== Data supplied

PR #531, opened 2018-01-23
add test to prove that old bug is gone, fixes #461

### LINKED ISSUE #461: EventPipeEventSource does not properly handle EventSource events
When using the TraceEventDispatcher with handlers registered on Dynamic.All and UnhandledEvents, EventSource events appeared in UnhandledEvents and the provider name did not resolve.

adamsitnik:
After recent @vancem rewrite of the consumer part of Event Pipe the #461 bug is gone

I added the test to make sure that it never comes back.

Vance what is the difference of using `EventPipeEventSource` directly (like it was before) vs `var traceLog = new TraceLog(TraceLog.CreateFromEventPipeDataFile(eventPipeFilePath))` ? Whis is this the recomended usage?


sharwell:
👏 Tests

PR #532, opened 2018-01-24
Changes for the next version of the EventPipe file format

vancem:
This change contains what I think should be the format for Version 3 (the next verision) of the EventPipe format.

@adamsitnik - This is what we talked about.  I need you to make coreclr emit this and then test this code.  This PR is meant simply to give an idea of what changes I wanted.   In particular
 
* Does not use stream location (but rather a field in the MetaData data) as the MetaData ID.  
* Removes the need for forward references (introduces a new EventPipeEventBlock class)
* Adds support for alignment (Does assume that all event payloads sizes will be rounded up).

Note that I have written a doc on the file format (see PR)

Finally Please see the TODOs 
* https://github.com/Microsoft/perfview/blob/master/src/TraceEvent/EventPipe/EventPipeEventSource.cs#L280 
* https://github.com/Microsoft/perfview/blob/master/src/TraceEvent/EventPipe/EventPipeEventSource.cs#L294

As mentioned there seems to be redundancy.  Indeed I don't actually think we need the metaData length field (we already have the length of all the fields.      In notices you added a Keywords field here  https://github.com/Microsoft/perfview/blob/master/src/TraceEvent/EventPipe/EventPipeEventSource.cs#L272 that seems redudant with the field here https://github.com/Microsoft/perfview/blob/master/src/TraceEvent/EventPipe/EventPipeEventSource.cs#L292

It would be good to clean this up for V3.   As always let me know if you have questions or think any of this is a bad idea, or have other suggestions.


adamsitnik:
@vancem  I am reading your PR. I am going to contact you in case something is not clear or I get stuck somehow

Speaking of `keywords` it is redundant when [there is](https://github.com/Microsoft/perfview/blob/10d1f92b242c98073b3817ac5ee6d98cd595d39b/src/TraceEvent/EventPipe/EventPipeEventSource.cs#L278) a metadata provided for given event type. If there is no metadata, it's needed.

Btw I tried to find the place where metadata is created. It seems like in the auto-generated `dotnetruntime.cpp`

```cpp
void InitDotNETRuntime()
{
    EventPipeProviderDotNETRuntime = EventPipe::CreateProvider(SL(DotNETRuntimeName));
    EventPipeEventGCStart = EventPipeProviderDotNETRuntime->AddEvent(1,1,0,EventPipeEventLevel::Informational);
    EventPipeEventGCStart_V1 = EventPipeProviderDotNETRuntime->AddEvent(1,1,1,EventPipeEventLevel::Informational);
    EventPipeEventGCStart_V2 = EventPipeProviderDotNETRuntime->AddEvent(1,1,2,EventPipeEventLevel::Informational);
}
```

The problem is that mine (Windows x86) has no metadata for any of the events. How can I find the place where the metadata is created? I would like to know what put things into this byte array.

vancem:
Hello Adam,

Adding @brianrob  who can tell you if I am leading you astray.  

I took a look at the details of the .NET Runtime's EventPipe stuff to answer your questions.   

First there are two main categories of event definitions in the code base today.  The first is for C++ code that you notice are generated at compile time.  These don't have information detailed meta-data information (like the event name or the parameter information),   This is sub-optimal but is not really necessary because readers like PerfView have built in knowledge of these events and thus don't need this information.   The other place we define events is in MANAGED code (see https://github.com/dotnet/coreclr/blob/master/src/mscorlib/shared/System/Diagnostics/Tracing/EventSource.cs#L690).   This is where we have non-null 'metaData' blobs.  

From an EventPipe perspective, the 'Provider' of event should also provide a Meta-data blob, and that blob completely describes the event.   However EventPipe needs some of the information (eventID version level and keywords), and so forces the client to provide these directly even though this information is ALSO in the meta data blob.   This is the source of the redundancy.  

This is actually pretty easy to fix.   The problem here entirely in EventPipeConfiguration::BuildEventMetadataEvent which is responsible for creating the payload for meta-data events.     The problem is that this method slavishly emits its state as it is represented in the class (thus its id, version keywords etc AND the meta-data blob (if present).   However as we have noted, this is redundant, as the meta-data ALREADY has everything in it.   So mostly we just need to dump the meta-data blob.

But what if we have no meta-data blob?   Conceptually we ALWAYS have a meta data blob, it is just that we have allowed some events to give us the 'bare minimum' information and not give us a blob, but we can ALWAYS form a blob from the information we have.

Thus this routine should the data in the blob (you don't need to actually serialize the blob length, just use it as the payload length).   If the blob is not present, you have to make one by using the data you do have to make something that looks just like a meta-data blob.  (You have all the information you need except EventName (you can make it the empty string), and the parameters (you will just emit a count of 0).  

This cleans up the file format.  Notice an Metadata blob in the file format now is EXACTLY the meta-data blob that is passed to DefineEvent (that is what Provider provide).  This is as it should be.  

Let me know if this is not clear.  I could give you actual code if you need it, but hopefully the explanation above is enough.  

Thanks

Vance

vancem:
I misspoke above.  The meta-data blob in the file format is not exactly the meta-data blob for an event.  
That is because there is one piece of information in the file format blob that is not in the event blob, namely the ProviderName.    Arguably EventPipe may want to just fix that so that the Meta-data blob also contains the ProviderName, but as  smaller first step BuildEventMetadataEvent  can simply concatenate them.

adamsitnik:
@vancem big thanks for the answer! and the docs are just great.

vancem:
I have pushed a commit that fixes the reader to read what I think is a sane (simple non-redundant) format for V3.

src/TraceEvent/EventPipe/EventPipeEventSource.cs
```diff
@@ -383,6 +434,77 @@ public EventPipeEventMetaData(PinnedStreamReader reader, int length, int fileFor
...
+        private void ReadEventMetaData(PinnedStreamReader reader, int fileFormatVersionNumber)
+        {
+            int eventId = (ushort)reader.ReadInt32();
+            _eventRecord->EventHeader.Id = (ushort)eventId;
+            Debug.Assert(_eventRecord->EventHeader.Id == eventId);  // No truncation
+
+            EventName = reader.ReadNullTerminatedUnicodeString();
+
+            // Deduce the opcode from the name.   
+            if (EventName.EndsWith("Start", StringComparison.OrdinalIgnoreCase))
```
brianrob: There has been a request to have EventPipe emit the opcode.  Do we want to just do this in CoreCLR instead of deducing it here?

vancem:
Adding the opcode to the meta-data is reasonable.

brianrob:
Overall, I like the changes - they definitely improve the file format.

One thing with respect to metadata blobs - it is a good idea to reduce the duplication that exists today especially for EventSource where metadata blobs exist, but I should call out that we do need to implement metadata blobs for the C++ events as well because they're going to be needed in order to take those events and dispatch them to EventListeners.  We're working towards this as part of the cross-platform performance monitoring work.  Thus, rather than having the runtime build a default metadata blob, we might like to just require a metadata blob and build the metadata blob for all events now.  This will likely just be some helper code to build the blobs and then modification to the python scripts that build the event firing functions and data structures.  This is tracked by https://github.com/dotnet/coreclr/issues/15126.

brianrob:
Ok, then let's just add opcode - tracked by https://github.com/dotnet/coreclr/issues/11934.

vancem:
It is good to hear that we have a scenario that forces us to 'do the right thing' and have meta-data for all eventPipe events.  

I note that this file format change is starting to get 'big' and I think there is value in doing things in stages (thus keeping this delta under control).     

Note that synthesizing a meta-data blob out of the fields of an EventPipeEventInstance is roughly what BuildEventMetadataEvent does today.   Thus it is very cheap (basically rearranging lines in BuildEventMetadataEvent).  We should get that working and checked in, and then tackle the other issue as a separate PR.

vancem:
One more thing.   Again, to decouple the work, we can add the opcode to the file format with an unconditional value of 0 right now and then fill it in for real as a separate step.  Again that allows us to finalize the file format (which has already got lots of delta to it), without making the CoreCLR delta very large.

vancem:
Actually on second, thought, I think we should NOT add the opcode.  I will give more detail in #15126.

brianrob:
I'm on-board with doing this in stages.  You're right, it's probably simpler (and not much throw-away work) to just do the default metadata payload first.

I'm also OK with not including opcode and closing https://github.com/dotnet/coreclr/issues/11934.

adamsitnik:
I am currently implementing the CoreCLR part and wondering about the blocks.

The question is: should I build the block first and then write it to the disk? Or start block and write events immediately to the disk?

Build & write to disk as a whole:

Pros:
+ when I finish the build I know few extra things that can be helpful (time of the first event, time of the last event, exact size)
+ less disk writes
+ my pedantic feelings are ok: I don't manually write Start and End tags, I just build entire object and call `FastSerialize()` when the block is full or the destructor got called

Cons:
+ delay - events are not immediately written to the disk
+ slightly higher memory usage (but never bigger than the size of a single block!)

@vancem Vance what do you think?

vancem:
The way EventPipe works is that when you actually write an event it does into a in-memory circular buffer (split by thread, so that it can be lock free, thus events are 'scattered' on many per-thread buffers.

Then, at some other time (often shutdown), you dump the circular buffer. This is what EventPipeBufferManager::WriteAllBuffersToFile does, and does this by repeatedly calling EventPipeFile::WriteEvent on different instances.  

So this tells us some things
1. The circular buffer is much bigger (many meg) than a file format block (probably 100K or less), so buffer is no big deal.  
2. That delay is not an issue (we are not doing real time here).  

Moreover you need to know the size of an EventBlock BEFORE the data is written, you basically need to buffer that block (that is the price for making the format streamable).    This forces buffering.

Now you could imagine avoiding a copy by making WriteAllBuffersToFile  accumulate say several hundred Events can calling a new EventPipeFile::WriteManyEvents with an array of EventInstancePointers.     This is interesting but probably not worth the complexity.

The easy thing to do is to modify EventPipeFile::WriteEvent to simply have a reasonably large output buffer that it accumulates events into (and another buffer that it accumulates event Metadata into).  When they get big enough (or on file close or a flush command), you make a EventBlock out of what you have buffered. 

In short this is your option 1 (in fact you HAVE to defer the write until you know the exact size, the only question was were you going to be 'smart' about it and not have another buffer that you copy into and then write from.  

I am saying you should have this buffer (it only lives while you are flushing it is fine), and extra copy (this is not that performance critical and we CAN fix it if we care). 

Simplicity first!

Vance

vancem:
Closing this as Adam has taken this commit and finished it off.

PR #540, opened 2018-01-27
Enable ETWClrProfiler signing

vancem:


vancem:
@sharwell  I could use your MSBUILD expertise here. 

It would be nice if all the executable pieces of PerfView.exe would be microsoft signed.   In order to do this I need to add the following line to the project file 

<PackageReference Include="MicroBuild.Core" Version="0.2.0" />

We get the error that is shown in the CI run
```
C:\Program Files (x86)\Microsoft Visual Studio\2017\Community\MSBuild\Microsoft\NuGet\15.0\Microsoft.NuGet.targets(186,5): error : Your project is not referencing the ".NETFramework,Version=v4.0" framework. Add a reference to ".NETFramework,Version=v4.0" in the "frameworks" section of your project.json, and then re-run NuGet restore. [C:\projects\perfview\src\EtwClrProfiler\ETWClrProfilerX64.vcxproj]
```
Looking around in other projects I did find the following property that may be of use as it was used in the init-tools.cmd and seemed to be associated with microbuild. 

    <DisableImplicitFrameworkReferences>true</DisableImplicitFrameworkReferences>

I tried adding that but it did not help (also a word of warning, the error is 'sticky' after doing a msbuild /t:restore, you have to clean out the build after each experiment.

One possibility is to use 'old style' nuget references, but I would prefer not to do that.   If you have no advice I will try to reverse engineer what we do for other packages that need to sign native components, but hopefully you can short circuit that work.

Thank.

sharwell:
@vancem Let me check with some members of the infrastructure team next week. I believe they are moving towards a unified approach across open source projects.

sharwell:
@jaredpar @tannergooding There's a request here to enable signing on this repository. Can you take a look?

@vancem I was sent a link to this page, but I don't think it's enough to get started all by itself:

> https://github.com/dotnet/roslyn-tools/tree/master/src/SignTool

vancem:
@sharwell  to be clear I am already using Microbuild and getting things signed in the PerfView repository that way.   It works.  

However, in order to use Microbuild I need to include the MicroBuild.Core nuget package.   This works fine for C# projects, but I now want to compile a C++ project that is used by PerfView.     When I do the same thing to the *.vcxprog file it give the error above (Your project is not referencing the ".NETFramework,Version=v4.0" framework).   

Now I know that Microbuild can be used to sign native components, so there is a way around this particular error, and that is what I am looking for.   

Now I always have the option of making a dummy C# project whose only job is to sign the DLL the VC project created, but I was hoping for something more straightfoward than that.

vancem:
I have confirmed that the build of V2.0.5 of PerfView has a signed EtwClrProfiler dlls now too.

====
== Data supplied

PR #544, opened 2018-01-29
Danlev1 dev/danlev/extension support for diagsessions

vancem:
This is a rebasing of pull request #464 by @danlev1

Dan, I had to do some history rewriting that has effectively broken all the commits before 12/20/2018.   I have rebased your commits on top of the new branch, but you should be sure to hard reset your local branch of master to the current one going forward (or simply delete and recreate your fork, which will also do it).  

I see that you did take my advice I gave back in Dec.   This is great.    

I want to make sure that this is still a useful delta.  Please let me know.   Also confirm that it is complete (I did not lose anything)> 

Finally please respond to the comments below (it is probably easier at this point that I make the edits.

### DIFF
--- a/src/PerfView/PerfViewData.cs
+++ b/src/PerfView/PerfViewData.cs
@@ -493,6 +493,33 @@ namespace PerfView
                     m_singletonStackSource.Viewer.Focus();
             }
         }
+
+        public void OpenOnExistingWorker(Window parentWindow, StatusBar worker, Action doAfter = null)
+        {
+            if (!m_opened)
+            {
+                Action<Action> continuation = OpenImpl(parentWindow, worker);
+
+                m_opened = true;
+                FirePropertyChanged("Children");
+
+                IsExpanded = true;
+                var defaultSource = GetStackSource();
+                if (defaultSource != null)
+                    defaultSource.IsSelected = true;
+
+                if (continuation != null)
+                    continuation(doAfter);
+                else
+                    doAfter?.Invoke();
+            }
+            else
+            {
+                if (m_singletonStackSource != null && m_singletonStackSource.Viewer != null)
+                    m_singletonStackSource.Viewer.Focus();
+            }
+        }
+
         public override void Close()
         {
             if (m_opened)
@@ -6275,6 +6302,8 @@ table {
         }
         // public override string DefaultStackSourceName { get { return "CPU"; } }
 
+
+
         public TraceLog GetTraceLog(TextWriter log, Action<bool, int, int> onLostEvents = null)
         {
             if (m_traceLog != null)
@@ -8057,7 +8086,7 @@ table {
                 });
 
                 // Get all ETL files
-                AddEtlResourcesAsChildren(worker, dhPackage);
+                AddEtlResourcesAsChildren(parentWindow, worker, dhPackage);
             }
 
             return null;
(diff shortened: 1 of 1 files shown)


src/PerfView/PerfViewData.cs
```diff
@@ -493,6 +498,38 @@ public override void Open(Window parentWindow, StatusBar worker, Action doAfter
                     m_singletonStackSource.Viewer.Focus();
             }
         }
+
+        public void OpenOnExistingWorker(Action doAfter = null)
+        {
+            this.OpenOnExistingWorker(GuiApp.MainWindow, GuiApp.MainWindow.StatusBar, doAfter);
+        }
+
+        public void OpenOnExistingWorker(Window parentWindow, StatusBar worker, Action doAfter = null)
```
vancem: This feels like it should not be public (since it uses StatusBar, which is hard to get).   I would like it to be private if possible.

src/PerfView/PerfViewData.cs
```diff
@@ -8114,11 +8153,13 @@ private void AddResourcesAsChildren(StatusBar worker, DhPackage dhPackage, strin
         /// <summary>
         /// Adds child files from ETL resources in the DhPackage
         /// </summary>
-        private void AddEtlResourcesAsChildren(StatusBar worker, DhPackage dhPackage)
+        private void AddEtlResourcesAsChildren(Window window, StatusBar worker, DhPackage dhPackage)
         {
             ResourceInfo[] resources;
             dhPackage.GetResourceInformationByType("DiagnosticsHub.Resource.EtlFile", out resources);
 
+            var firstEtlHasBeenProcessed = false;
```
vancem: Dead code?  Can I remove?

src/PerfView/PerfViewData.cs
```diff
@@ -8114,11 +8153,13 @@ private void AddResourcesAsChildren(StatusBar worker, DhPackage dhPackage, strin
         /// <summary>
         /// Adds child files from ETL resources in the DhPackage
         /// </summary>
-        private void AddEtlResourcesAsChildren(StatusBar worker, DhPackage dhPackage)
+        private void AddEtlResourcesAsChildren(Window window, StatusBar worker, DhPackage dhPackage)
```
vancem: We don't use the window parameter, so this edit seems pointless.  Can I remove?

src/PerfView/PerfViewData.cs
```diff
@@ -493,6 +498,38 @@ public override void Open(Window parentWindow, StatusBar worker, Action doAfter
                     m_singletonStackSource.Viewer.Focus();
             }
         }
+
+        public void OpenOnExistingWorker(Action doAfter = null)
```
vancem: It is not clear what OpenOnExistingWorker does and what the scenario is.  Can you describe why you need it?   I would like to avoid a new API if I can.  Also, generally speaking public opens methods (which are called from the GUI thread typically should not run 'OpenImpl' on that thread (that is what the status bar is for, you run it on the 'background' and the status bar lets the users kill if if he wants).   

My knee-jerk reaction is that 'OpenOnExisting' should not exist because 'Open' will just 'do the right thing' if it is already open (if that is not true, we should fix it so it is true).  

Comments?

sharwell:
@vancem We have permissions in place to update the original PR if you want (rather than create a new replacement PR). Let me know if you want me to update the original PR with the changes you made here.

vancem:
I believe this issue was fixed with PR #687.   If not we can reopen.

====

→ **Required work**: Among the lines above, which ones include the word "dump"? Copy them.

→ **Answer box**:
This is actually pretty easy to fix.   The problem here entirely in EventPipeConfiguration::BuildEventMetadataEvent which is responsible for creating the payload for meta-data events.     The problem is that this method slavishly emits its state as it is represented in the class (thus its id, version keywords etc AND the meta-data blob (if present).   However as we have noted, this is redundant, as the meta-data ALREADY has everything in it.   So mostly we just need to dump the meta-data blob.
Then, at some other time (often shutdown), you dump the circular buffer. This is what EventPipeBufferManager::WriteAllBuffersToFile does, and does this by repeatedly calling EventPipeFile::WriteEvent on different instances.  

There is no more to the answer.